• [What you will do]
Type out every entry again, character for character.

Collected data

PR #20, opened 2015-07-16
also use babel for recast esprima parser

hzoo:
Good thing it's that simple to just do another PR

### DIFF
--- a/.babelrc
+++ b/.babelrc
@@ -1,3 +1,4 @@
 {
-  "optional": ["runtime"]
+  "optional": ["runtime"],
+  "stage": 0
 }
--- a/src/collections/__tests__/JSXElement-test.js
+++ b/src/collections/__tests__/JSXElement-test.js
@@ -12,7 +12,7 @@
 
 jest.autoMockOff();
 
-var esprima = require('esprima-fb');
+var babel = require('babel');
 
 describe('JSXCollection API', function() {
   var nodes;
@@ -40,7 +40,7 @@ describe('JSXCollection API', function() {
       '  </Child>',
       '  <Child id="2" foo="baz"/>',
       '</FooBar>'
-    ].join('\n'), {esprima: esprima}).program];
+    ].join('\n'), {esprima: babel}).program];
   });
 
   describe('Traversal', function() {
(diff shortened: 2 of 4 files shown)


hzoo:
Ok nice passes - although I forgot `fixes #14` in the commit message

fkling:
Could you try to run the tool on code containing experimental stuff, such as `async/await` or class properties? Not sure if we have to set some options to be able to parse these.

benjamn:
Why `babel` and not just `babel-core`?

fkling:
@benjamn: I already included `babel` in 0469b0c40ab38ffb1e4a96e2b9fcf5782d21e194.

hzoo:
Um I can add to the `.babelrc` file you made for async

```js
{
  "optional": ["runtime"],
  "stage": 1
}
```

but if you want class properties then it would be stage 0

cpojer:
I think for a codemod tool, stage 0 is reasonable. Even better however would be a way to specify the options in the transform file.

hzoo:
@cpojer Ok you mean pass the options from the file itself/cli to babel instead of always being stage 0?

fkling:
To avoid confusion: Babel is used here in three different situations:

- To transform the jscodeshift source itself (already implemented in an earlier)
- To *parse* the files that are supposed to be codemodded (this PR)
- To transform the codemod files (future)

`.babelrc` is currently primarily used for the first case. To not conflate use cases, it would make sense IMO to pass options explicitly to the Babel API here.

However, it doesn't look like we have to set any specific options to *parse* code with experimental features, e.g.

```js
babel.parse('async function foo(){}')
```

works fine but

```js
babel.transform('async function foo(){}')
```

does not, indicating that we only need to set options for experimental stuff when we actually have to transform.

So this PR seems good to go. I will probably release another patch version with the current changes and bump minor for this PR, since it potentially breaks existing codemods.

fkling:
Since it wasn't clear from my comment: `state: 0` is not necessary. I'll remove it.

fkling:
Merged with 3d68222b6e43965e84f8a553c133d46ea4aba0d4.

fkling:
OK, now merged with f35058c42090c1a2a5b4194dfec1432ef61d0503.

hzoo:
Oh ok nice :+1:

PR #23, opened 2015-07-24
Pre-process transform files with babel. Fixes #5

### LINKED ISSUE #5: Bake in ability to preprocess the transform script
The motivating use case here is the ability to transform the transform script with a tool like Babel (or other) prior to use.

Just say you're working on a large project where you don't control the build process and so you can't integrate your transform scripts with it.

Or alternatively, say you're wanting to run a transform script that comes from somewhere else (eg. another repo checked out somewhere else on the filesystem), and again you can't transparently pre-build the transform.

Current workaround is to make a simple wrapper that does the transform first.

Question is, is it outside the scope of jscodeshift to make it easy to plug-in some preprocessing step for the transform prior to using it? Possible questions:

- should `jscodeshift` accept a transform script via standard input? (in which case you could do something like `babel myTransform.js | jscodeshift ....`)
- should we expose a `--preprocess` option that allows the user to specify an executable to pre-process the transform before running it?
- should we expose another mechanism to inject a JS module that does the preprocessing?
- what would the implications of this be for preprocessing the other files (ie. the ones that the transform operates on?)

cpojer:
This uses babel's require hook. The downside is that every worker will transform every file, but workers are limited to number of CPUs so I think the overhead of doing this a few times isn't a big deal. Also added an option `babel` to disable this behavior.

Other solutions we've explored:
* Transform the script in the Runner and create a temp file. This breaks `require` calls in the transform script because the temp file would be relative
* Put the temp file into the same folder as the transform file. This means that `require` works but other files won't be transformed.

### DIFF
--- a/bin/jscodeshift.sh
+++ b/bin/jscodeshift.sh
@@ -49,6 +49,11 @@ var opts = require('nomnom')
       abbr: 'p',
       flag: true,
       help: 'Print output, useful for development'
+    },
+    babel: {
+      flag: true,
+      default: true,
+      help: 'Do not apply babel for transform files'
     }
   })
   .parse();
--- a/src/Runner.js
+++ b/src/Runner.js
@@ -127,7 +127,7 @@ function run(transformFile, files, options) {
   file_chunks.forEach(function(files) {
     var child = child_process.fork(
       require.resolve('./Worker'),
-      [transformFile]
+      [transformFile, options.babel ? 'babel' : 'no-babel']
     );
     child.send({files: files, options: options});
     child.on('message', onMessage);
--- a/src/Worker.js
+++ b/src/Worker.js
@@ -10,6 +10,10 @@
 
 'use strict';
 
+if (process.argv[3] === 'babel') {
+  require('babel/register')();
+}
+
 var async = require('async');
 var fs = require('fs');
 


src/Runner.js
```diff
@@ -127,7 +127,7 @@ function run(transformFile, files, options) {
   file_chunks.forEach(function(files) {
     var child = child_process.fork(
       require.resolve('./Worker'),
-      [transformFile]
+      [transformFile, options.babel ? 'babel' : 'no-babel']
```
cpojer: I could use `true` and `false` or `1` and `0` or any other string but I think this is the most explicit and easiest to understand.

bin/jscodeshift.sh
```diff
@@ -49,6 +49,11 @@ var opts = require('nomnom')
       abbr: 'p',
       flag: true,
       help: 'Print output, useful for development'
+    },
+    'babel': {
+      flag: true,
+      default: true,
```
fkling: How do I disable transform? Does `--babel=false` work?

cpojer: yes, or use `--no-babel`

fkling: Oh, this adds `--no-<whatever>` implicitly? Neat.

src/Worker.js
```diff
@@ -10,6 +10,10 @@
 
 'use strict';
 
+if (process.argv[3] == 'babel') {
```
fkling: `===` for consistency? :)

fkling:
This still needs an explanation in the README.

• [Answer]
PR #20, opened 2015-07-16
also use babel for recast esprima parser

hzoo:
Good thing it's that simple to just do another PR

### DIFF
--- a/.babelrc
+++ b/.babelrc
@@ -1,3 +1,4 @@
 {
-  "optional": ["runtime"]
+  "optional": ["runtime"],
+  "stage": 0
 }
--- a/src/collections/__tests__/JSXElement-test.js
+++ b/src/collections/__tests__/JSXElement-test.js
@@ -12,7 +12,7 @@
 
 jest.autoMockOff();
 
-var esprima = require('esprima-fb');
+var babel = require('babel');
 
 describe('JSXCollection API', function() {
   var nodes;
@@ -40,7 +40,7 @@ describe('JSXCollection API', function() {
       '  </Child>',
       '  <Child id="2" foo="baz"/>',
       '</FooBar>'
-    ].join('\n'), {esprima: esprima}).program];
+    ].join('\n'), {esprima: babel}).program];
   });
 
   describe('Traversal', function() {
(diff shortened: 2 of 4 files shown)


hzoo:
Ok nice passes - although I forgot `fixes #14` in the commit message

fkling:
Could you try to run the tool on code containing experimental stuff, such as `async/await` or class properties? Not sure if we have to set some options to be able to parse these.

benjamn:
Why `babel` and not just `babel-core`?

fkling:
@benjamn: I already included `babel` in 0469b0c40ab38ffb1e4a96e2b9fcf5782d21e194.

hzoo:
Um I can add to the `.babelrc` file you made for async

```js
{
  "optional": ["runtime"],
  "stage": 1
}
```

but if you want class properties then it would be stage 0

cpojer:
I think for a codemod tool, stage 0 is reasonable. Even better however would be a way to specify the options in the transform file.

hzoo:
@cpojer Ok you mean pass the options from the file itself/cli to babel instead of always being stage 0?

fkling:
To avoid confusion: Babel is used here in three different situations:

- To transform the jscodeshift source itself (already implemented in an earlier)
- To *parse* the files that are supposed to be codemodded (this PR)
- To transform the codemod files (future)

`.babelrc` is currently primarily used for the first case. To not conflate use cases, it would make sense IMO to pass options explicitly to the Babel API here.

However, it doesn't look like we have to set any specific options to *parse* code with experimental features, e.g.

```js
babel.parse('async function foo(){}')
```

works fine but

```js
babel.transform('async function foo(){}')
```

does not, indicating that we only need to set options for experimental stuff when we actually have to transform.

So this PR seems good to go. I will probably release another patch version with the current changes and bump minor for this PR, since it potentially breaks existing codemods.

fkling:
Since it wasn't clear from my comment: `state: 0` is not necessary. I'll remove it.

fkling:
Merged with 3d68222b6e43965e84f8a553c133d46ea4aba0d4.

fkling:
OK, now merged with f35058c42090c1a2a5b4194dfec1432ef61d0503.

hzoo:
Oh ok nice :+1:

PR #23, opened 2015-07-24
Pre-process transform files with babel. Fixes #5

### LINKED ISSUE #5: Bake in ability to preprocess the transform script
The motivating use case here is the ability to transform the transform script with a tool like Babel (or other) prior to use.

Just say you're working on a large project where you don't control the build process and so you can't integrate your transform scripts with it.

Or alternatively, say you're wanting to run a transform script that comes from somewhere else (eg. another repo checked out somewhere else on the filesystem), and again you can't transparently pre-build the transform.

Current workaround is to make a simple wrapper that does the transform first.

Question is, is it outside the scope of jscodeshift to make it easy to plug-in some preprocessing step for the transform prior to using it? Possible questions:

- should `jscodeshift` accept a transform script via standard input? (in which case you could do something like `babel myTransform.js | jscodeshift ....`)
- should we expose a `--preprocess` option that allows the user to specify an executable to pre-process the transform before running it?
- should we expose another mechanism to inject a JS module that does the preprocessing?
- what would the implications of this be for preprocessing the other files (ie. the ones that the transform operates on?)

cpojer:
This uses babel's require hook. The downside is that every worker will transform every file, but workers are limited to number of CPUs so I think the overhead of doing this a few times isn't a big deal. Also added an option `babel` to disable this behavior.

Other solutions we've explored:
* Transform the script in the Runner and create a temp file. This breaks `require` calls in the transform script because the temp file would be relative
* Put the temp file into the same folder as the transform file. This means that `require` works but other files won't be transformed.

### DIFF
--- a/bin/jscodeshift.sh
+++ b/bin/jscodeshift.sh
@@ -49,6 +49,11 @@ var opts = require('nomnom')
       abbr: 'p',
       flag: true,
       help: 'Print output, useful for development'
+    },
+    babel: {
+      flag: true,
+      default: true,
+      help: 'Do not apply babel for transform files'
     }
   })
   .parse();
--- a/src/Runner.js
+++ b/src/Runner.js
@@ -127,7 +127,7 @@ function run(transformFile, files, options) {
   file_chunks.forEach(function(files) {
     var child = child_process.fork(
       require.resolve('./Worker'),
-      [transformFile]
+      [transformFile, options.babel ? 'babel' : 'no-babel']
     );
     child.send({files: files, options: options});
     child.on('message', onMessage);
--- a/src/Worker.js
+++ b/src/Worker.js
@@ -10,6 +10,10 @@
 
 'use strict';
 
+if (process.argv[3] === 'babel') {
+  require('babel/register')();
+}
+
 var async = require('async');
 var fs = require('fs');
 


src/Runner.js
```diff
@@ -127,7 +127,7 @@ function run(transformFile, files, options) {
   file_chunks.forEach(function(files) {
     var child = child_process.fork(
       require.resolve('./Worker'),
-      [transformFile]
+      [transformFile, options.babel ? 'babel' : 'no-babel']
```
cpojer: I could use `true` and `false` or `1` and `0` or any other string but I think this is the most explicit and easiest to understand.

bin/jscodeshift.sh
```diff
@@ -49,6 +49,11 @@ var opts = require('nomnom')
       abbr: 'p',
       flag: true,
       help: 'Print output, useful for development'
+    },
+    'babel': {
+      flag: true,
+      default: true,
```
fkling: How do I disable transform? Does `--babel=false` work?

cpojer: yes, or use `--no-babel`

fkling: Oh, this adds `--no-<whatever>` implicitly? Neat.

src/Worker.js
```diff
@@ -10,6 +10,10 @@
 
 'use strict';
 
+if (process.argv[3] == 'babel') {
```
fkling: `===` for consistency? :)

fkling:
This still needs an explanation in the README.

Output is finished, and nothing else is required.